## Problem
Some lines below hold "selfplay". Pick them out and copy them.

Stored data entries:
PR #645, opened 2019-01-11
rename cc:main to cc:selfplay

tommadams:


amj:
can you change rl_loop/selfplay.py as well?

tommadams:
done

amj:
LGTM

## Answer for this exercise
rename cc:main to cc:selfplay
can you change rl_loop/selfplay.py as well?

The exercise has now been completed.